I saw a cartoon once that purported to illustrate how America’s largest city views the rest of the nation. It showed the continental United States, but with a disproportionately large NEW YORK on one end and LOS ANGELES on the other. The rest of the country was an amorphous, featureless region that was designated “flyover states.”

You could use a similar drawing to capture the nation’s rather myopic view of African-American history. At one end, you’d have a sign reading SLAVERY, at the other, another reading CIVIL RIGHTS MOVEMENT. And between them, an unknowable expanse. Flyover history.

At least, that’s how it feels whenever you assay a serious discussion of, say, affirmative action, the lagging performance of black schoolchildren or the overrepresentation of black males in the criminal justice system. Mention racial bias as a factor in any of those things and invariably some white person we’re talking decent people, not the idiots with the bed sheets on their heads will look up in confusion and say, “But slavery ended a long time ago.”

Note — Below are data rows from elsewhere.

PR #8356, opened 2021-06-18
Fixed theme double deleting

igorkorsukov:
And added comment to code

image


RomanPudashkin (approved):

igorkorsukov:
A good solution would be:
* Make `UiEngine` not singleton (`IoC` is enough)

If I could, I’d buy each of those people a copy of the new “Remembering Jim Crow,” edited by William Henry Chafe and several others. “Remembering” is a book and, more important, a two-CD set, of oral history straight from the mouths of those who came of age in the segregation era. Eyewitness testimony from men and women reared in the days when drinking water came in black and white.

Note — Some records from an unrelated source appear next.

PR #8359, opened 2021-06-19
[MU4] fix #7674 - playback doesn't update after changing notation

### LINKED ISSUE #7674: [MU4 Issue] Playback cursor doesn't work on rests
**Describe the bug**
You can not see dynamically blue play bar on empty spaces. It moves dynamically only on notes

**To Reproduce**
1. Create an empty score
2. Add notes in the middle of the score
3. Start playing score from the beggining

**Expected behavior**
You should see that blue playing bar moving throw the score dynamically

Windows 10

wizofaus:
And cursor doesn't advance through tacet passages.

Resolves: https://github.com/musescore/MuseScore/issues/7674 and possibly others

The sequencer was not getting correctly stopped on changing notes in the score, meaning after doing so, it just keep playing from the same cached "playback" data. 
Further the way stepped time works means that no events were triggering the cursor to advance when no notes are playing.

### DIFF
--- a/src/notation/internal/notationplayback.cpp
+++ b/src/notation/internal/notationplayback.cpp
@@ -258,7 +258,7 @@ void NotationPlayback::makeChunk(midi::Chunk& chunk, tick_t fromTick) const
 
         midi::EventType etype = static_cast<midi::EventType>(ev.type());
         static const std::set<EventType> SKIP_EVENTS
-            = { EventType::ME_INVALID, EventType::ME_EOT, EventType::ME_TICK1, EventType::ME_TICK2 };
+            = { EventType::ME_INVALID, EventType::ME_EOT };
         if (SKIP_EVENTS.find(etype) != SKIP_EVENTS.end()) {
             continue;
         }
@@ -716,7 +716,7 @@ QRect NotationPlayback::loopBoundaryRectByTick(LoopBoundaryType boundaryType, in
 
     for (int i = 0; i < score()->nstaves(); ++i) {
         Ms::SysStaff* ss = system->staff(i);
-        if (!ss->show() || !score()->staff(i)->show()) {
+        if (!ss || !ss->show() || !score()->staff(i)->show()) {
             continue;
         }
         y2 = ss->y() + ss->bbox().height();
--- a/src/playback/internal/playbackcontroller.cpp
+++ b/src/playback/internal/playbackcontroller.cpp
@@ -61,6 +61,14 @@ void PlaybackController::init()
     onNotationChanged();
     globalContext()->currentNotationChanged().onNotify(this, [this]() {
         onNotationChanged();
+        auto notation = globalContext()->currentNotation();
+        if (notation) {
+            notation->notationChanged().onNotify(this, [this, notation]() {
+                if (notation == m_notation) {
+                    onNotationChanged();
+                }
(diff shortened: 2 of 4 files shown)


src/playback/internal/playbackcontroller.cpp
```diff
@@ -72,6 +80,8 @@ void PlaybackController::init()
     sequencer()->positionChanged().onNotify(this, [this]() {
         if (configuration()->cursorType() == PlaybackCursorType::SMOOTH) {
             m_tickPlayed.send(currentTick());
+        } else if (currentTick() % 480 < 24) {
+            m_tickPlayed.send(currentTick());
```
wizofaus, line 84: Yes, this is a kludgy fix, but I don't know what else to do, because to do properly requires knowing the current time signature (to find out the beat length), and that's not available at this point.
The < 24 is required because the ticks received don't reliably fall on 1/4 note boundaries (multiples of 480), but in all the tests I did they were within 24 ticks after such boundaries.

wizofaus: I think I have a better idea now...the metronome track should fix this issue, just need to emit silent ticks...but the metronome track doesn't seem to be working either!

src/notation/internal/notationplayback.cpp
```diff
@@ -716,7 +716,7 @@ QRect NotationPlayback::loopBoundaryRectByTick(LoopBoundaryType boundaryType, in
 
     for (int i = 0; i < score()->nstaves(); ++i) {
         Ms::SysStaff* ss = system->staff(i);
-        if (!ss->show() || !score()->staff(i)->show()) {
+        if (!ss || !ss->show() || !score()->staff(i)->show()) {
```
wizofaus, line 719: this was to prevent a crash but is almost certainly hiding a bigger problem, will report separately

src/notation/internal/notationplayback.cpp
```diff
@@ -258,7 +258,7 @@ void NotationPlayback::makeChunk(midi::Chunk& chunk, tick_t fromTick) const
 
         midi::EventType etype = static_cast<midi::EventType>(ev.type());
         static const std::set<EventType> SKIP_EVENTS
-            = { EventType::ME_INVALID, EventType::ME_EOT, EventType::ME_TICK1, EventType::ME_TICK2 };
+            = { EventType::ME_INVALID, EventType::ME_EOT };
```
wizofaus, line 261: Even though ME_TICK1/ME_TICK2 aren't standard MIDI events, we still need to know about them - currently there's no playback for them supported at all, but at least it will trigger tickPlayed events which triggers the playback cursor movement etc.

vpereverzev:
I'm working on the rework of the entire playback engine at the moment, so I strongly discourage to spend efforts on such issues.
But anyway, thanks for your work, I'll put this PR into archive, perhaps the first part of your changes might be useful for the future

wizofaus:
Hmm, then I can suggest it would be good to update any open unassigned issues related to playback and assign them to yourself,  as I'm basically trying to fix as many as possible and I don't have any interest into who's working on what. I did spend quite a bit of time in this and I don't mind if it helps my understanding of the code but if the code is being largely rewritten then I'm not sure I learned anything useful!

They talk about lynchings, of course, the bestial mob murders to which whole families flocked as entertainment. And they discuss the registrars who conspired to rob black people of their right to vote, the mendacity of sharecrop bosses, the facilities that were separate, yet never equal.

But what always gets me as much as any of that is the little cruelties, the tiny insults by which white Americans daily sought to rob black ones of simple personhood. For example, a man on one of the discs relates how, in mentioning a black woman to a white one, he made the mistake of calling the black woman “Miss So-and-so.”

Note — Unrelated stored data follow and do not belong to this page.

PR #8412, opened 2021-06-22
[MU3 Backend] ENG-55: Infer tempo text

iveshenry18:
Resolves: [ENG-55](https://mu--se.atlassian.net/jira/software/projects/ENG/boards/21?selectedIssue=ENG-55): Tempi incorrectly rendered as Stave Text

This PR includes commits for inferring tempo text that is incorrectly exported as staff text.

Sometimes tempo text is incorrectly exported as staff text, often in the
form "q = 60". This commit adds regex-based inferencing for this case,
converting the left side of the equals sign to the proper symbol, and
calculating the resulting tempo from the resulting symbol and the value
of the right side.

Sometimes tempo text with additional instructions is exported as two
separate directions. Previously, this was imported as a Tempo Text
element and a separate Staff Text element. This commit adds a function
to infer these cases and merge the text from the Staff Text element
into the Tempo Text.

This now adds inferring based on common tempo text words such as "rit"
and "accel". In the case that one of these is inferred, the underlying
tempo remains the same.


oktophonie (approved):

iveshenry18:
Rebased!

vpereverzev:
one more time, pls :)

importexport/musicxml/importmxmlpass2.cpp
```diff
@@ -2442,6 +2443,20 @@ static void preventNegativeTick(const Fraction& tick, Fraction& offset, MxmlLogg
...
 
+//---------------------------------------------------------
+//   isTempoOrphanCandidate
+//---------------------------------------------------------
+
+bool MusicXMLDelayedDirectionElement::isTempoOrphanCandidate() const
+      {
+      return _element->isStaffText()
+            && _placement == "above"
+            && toStaffText(_element)->xmlText().contains("<b>");
```
wizofaus, line 2454: seems a fragile way of determining whether text might be intended as a tempo marking - esp. the `contains("<b>")` bit, even if it were true that using bold styling was the right measure to use, wouldn't it be better to explicitly query the formatting information to check for bold? And will this work if the bold comes from the Style?

importexport/musicxml/importmxmlpass2.cpp
```diff
@@ -2455,6 +2470,38 @@ QString MusicXMLParserDirection::placement() const
...
+                        ddi2Next = std::next(ddi2);
+                        // Combine with tempo text if present
+                        if (ddi1 != ddi2
+                            && (*ddi2)->tick() == (*ddi1)->tick()
+                            && (*ddi2)->element()->isTempoText()) {
+                              TempoText* tt = toTempoText((*ddi2)->element());
+                              StaffText* st = toStaffText((*ddi1)->element());
+                              QString sep = tt->plainText().endsWith(' ') || st->plainText().startsWith(' ') ? "" : " ";
+                              tt->setXmlText(tt->xmlText() + sep + st->xmlText());
+                              delete st;
```
wizofaus, line 2496: is just deleting the StaffText like that safe?  I'd expect to have to call "removeElement" on its parent...

importexport/musicxml/importmxmlpass2.cpp
```diff
@@ -3030,6 +3081,65 @@ MusicXMLDelayedDirectionElement* MusicXMLInferredFingering::toDelayedDirection()
...
+//   attemptTempoTextCoercion
+//---------------------------------------------------------
+/**
+ Infers if a direction is likely tempo text, possibly changing
+ the _wordsText to the appropriate note symbol and inferring the _tpoSound.
+ */
+
+bool MusicXMLParserDirection::attemptTempoTextCoercion(const Fraction& tick)
+      {
+      QList<QString> tempoWords{"rit", "rall", "accel", "tempo", "allegr", "poco", "molto", "più", "meno", "mosso", "rubato"};
```
wizofaus, line 3128: There's at least few terms in there that might not be tempo at all (e.g. poco _**f**_), but it seems a kinda arbitrary list, what percentage of cases do you expect it to cover?  Why "allegr" but not, say, "moderato", "andante" or "lento"?
And obviously a lot of music these days doesn't use Italian directions at all...but I guess I'm not fully clued in with what you're trying to solve here.

importexport/musicxml/importmxmlpass2.cpp
iveshenry18: Indeed this is a fairly wide net for candidates; however, it only actually does anything if there is an existing tempo marking at the exact same staff and tick. This does risk finding a false positive if there is a score that happens to have (inexplicably) bolded direction text on the same beat as a tempo marking (and above the staff). This case is likely quite rare (bolded text above the staff is almost always a tempo direction), but nonetheless we may put this behind an importing option when porting this to master. 

As far as the `contains("<b>")`, it's true that it's not the prettiest, but MusicXML doesn't have styles as such. All the formatting is part of the <text> element, which gets translated to MuseScore's text XML (i.e. a  `font-weight="bold"` gets translated to `<b>` tags) and applied to the element with `setXmlText()`. This is because sometimes a direction will include multiple different text elements, with some portions bold and some not. For these reasons, directly checking the style of the element is always false, so checking the XML for `<b>` is most closely correlated with the MusicXML import. I'll change it from `contains("<b>")` to a simple regex to make it a bit more robust.

importexport/musicxml/importmxmlpass2.cpp
iveshenry18: Safe! At this point in the code the elements have not yet been added to the score, so they don't yet have parents.

importexport/musicxml/importmxmlpass2.cpp
iveshenry18: Yes, at this point it's certainly non-exhaustive list. We currently have some XML scores that we are testing with, so these are pulled from there. The list can certainly grow over time.

As far as the words that may be part of things other than tempo markings (poco, molto), note that this list is only used _after_ it is checked that the text is above the staff and bold (I'll also use the slightly-more-robust regex version of bold-checking I mention above). It would be very rare (and likely incorrect) to have a fully-bold direction above the staff with the word poco that _isn't_ tempo text.

That said, there was a missing bracket in the code that uses this list. Glad you said something!

importexport/musicxml/importmxmlpass2.cpp
wizofaus: Yes, I understand how xmlTest() works currently, and it's likely that in its current form checking for `<b>` is reliable enough, but in future it mightn't work if there's a switch to using, say,  `<strong>` or `<b style="font-size:large">` etc. etc
Did you consider checking it at the point of import from the MusicXML format (which is defined by a standard that's unlikely to change any time soon) ? Understand that would be a bigger change but just seems more robust.

iveshenry18: From a future-proofing standpoint that would make sense. I'm a bit wary that the complexity added in checking it at the point of import will itself be rigid/error-prone (partly because the existing direction import classes—`MusicXMLParserDirection` and `MusicXMLDelayedDirectionElement`—could use a good refactor). Also, the regression tests I've added would in theory catch the error if such a refactor were to occur, and certainly one would have to be checking the regression tests actively if they were to make a refactor so big.

...but I'll give it a try!

iveshenry18: Done! A little cumbersome, since `isBold` has to be passed down from `MusicXMLParserDirection` to `MusicXMLDelayedDirectionElement`, but I agree that this is more future-proof.

importexport/musicxml/importmxmlpass2.cpp
```diff
@@ -2453,6 +2454,20 @@ static void preventNegativeTick(const Fraction& tick, Fraction& offset, MxmlLogg
...
 
+//---------------------------------------------------------
+//   isTempoOrphanCandidate
+//---------------------------------------------------------
+
+bool MusicXMLDelayedDirectionElement::isTempoOrphanCandidate() const
+      {
+      return _element->isStaffText()
+            && _placement == "above"
+            && isBold();
```
wizofaus, line 2465: looks much cleaner! Perhaps _placement shouldn't be a string, but I gather that's as per the MusicXML standard.

importexport/musicxml/importmxmlpass2.cpp
```diff
@@ -2659,15 +2709,15 @@ void MusicXMLParserDirection::direction(const QString& partId,
 
             // Add element to score later, after collecting all the others and sorting by default-y
             // This allows default-y to be at least respected by the order of elements
-            MusicXMLDelayedDirectionElement* delayedDirection = new MusicXMLDelayedDirectionElement(hasTotalY() ? totalY() : 100, dyn, track, dynamicsPlacement, measure, tick + _offset);
+            MusicXMLDelayedDirectionElement* delayedDirection = new MusicXMLDelayedDirectionElement(hasTotalY() ? totalY() : 100, dyn, track, dynamicsPlacement, measure, tick + _offset, _isBold);
             delayedDirections.push_back(delayedDirection);
             }
 
       // handle the elems
       foreach( auto elem, _elems) {
```
Jojo-Schmitz, line 2717: while near by: change to `for (auto elem: _elems) {`?

iveshenry18: Might as well!

importexport/musicxml/importmxmlpass2.cpp
wizofaus: I think you should at least support "Egyptically": https://pbs.twimg.com/media/D1H2tmKU8AAtK2w?format=jpg&name=small

vpereverzev (approved):

oktophonie:
[ENG-55: Infer tempo text](https://trello.com/c/LsBHM5JA/24-eng-55-infer-tempo-text)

The white woman inquired as to what race Miss So-and-so was. When told that she was black, the white woman snapped: “Don’t “Miss’ her to me, then.” Because white people didn’t allow the use of that honorific in connection with black women and men.

Some of us like to pretend that there’s tremendous distance between those days and these. But listening to the discs, thumbing through the book, I was struck by how little distance there was.

Indeed, those days are as close to me as my mother and father, both born in Mississippi in the middle 1920s. As close as my own birthday, a month after federal troops were called out to quell the integration crisis in Little Rock, Ark. As close as 35 years ago, when there were still laws prohibiting interracial marriage.

So why do some of us treat it as if it were so far removed as to be irrelevant? I think they do so precisely because it is not. Because, somewhere deep, they recognize that it is as near as grandparents, parents and self. Which makes it hard to face without justification, rationalization, defensiveness, guilt. Better to sweep it away.

Leonard Pitts is a columnist with the Miami Herald.